Vergebung mit offenen Augen
In meinem Dienst als Missionar habe ich über die Jahre immer wieder Anlass gehabt, anderen zu vergeben. Diese Vergebung musste ich manchmal gerade Leuten gewähren, mit denen ich auf dem Missionsfeld zu tun hatte und deren Handlungen mich nicht nur schmerzten, frustrierten oder schockierten, sondern gerade auch das behindert haben, wozu ich mich als Missionar berufen fühlte.
In solchen Situationen war und bin ich vor wichtige Fragen gestellt: Worum geht es letztendlich in meinem Dienst, um mich oder um Jesus? Warum muss mich eigentlich diese oder jene Handlung schmerzen oder frustrieren? Und warum sollte ich so schockiert sein?
Nachfolge war und bleibt schwer
Als Bibelwissenschaftler müsste ich doch wissen, dass der Weg der Nachfolge schon immer schwer war und immer schwer bleibt. Ich denke an die vielen Enttäuschungen des Paulus, an die Frustration und Mühe von Esra und Nehemia.
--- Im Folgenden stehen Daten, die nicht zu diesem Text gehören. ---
Issue #205, opened 2021-04-19
API to return full table history


houqp:
# Description

**Use Case**

See https://docs.delta.io/0.8.0/delta-utility.html#retrieve-delta-table-history

nfx:
i'll look into it

Smurphy000:
@nfx Are you still working this? I noticed the PR that is up when I was looking for a way to get table history but it has been a few months.

xuky76:
@houqp I think this might be able to be closed out 

# Related issue

- closed in PR #428 

# Documentation
[Docs](https://docs.rs/deltalake/latest/deltalake/delta/struct.DeltaTable.html#method.history)

PR #265, opened 2021-05-24
[DRAFT] Started exposing delta history in scope of #205

nfx:
* Started exposing delta history in scope of #205
* added parsing for CommitInfo
* exposed Vec<CommitInfo> on DeltaTable implementations for Rust & Python
* added some unit tests here and there
* more things and tests to follow in the following commits


rust/src/delta.rs
```diff
@@ -1316,4 +1328,17 @@ mod tests {
...
+
+    macro_rules! aw {
+        ($e:expr) => {
+            tokio_test::block_on($e)
+        };
+      }
+
+    #[test]
+    fn opens_table_with_history() {
+        let mut table = aw!(open_table("tests/data/delta-0.8.0")).unwrap();
```
houqp, line 1340: you should be able to write an async test like this: https://github.com/delta-io/delta-rs/blob/main/rust/tests/read_delta_test.rs#L9-L13

nfx:
current state of PR implementation may not be fully efficient, though. E.g. it would rely on loading CommitInfo's to literally every table. I'll probably refactor tx log into a dedicated `DeltaLog` struct. cc @houqp @rtyler

houqp:
history api has been added in https://github.com/delta-io/delta-rs/pull/428, thanks @nfx for taking a stab at it nonetheless!

PR #271, opened 2021-05-27
Prototype support for Delta Sharing

rtyler:
See [Delta Sharing](https://delta.io/sharing) for more information.

Delta Sharing throws our `StorageBackend` concept out the window a bit since it doesn't act like a primitive storage backend but rather it's almost like the `_delta_log` data is served directly over HTTP.

I think the right place to bring this in is within `DeltaTable`, I'm not expecting we're going to have multiple "things" like this, contrasted to multiple object stores.

### DIFF
--- a/Cargo.lock
+++ b/Cargo.lock
@@ -2144,6 +2144,7 @@ dependencies = [
  "pin-project-lite",
  "rustls",
  "serde",
+ "serde_json",
  "serde_urlencoded 0.7.0",
  "tokio",
  "tokio-native-tls",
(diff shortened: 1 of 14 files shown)


rtyler:
The work that I still need to do is to implement some errors for attempting to writes or other unsupported operations on a `DeltaTable` with Delta Sharing

rtyler:
Closing this out after the [discussion in Slack](https://delta-users.slack.com/archives/C013LCAEB98/p1622128287073800)

Unfortunately finding the right API layer for supporting Delta Sharing is still up in the air. The Delta Sharing specification omits a _lot_ of the power and flexibility of Delta Lake and at present I'm not terribly interested in building a "little brother" API with less capabilities to `DeltaTable`.

PR #1206, opened 2023-03-03
feat: extend configuration handling

roeap:
# Description

This PR refactors and extends the table configuration handling. The approach is analogous to how we and object_store handle configuration via storage properties. The idea is to provide a somewhat typed layer over the untyped configuration keys.

There was one surprising thing along the way. From what I can tell, we may have been omitting the `delta.` prefix on the config keys we parse. So this would definitely be breaking behaviour, since we no longer recognize keys we were parsing before. We can in principle handle aliases for keys quite easily, but I was not sure what the desired behaviour is.

cc @rtyler @xianwill - This change would probably affect `kafka-delta-ingest`, so especially interested in your opinions! 

# Related Issue(s)

part of #632

# Documentation


houqp:
I am leaning towards us making the breaking change now and move on. Then come back to add the compatibility layer if someone complains.

houqp (approved):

Vor allem dient mir Joseph als Vorbild, der allen Grund hatte, seine Brüder anzuklagen; aber am Ende hatte er begriffen, worum es in seinem Leben geht. Als sich seine
mit Schuld beladenen Brüder vor ihn niederwarfen, sagte er: „Fürchtet euch nicht! Stehe ich denn an Gottes statt? Ihr gedachtet es böse mit mir zu machen, aber Gott gedachte es gut zu machen, um zu tun, was jetzt am Tage ist, nämlich am Leben zu erhalten ein großes Volk.“ (Gen 50, 19-20)
Gott war immer bei Joseph gewesen in all den Wendungen und Verwirrungen seines Lebens; am Ende aber ging es nie um sein persönliches Geschick. Es ging um etwas viel Wichtigeres, das Joseph aber lange verborgen war: Gottes eigenen, mysteriösen Plan, Leben zu erhalten.
Gott vertrauen und handeln lassen
Wenn auch ich dies begreife und verinnerliche, werde ich frei. Ich „lasse los und lasse Gott handeln“. Ich gewinne die richtige Perspektive, nämlich: Gottes Treue in meinem Leben wahrzunehmen, auch wenn mir der große Zusammenhang verborgen bleibt. Und ich werde frei, in mir selbst ehrlich zu schauen und zu sehen, dass Dunkelheit auch in meinem Herzen lebt – und dass Gott trotzdem bereit ist, mit einem Menschen wie mir zu arbeiten.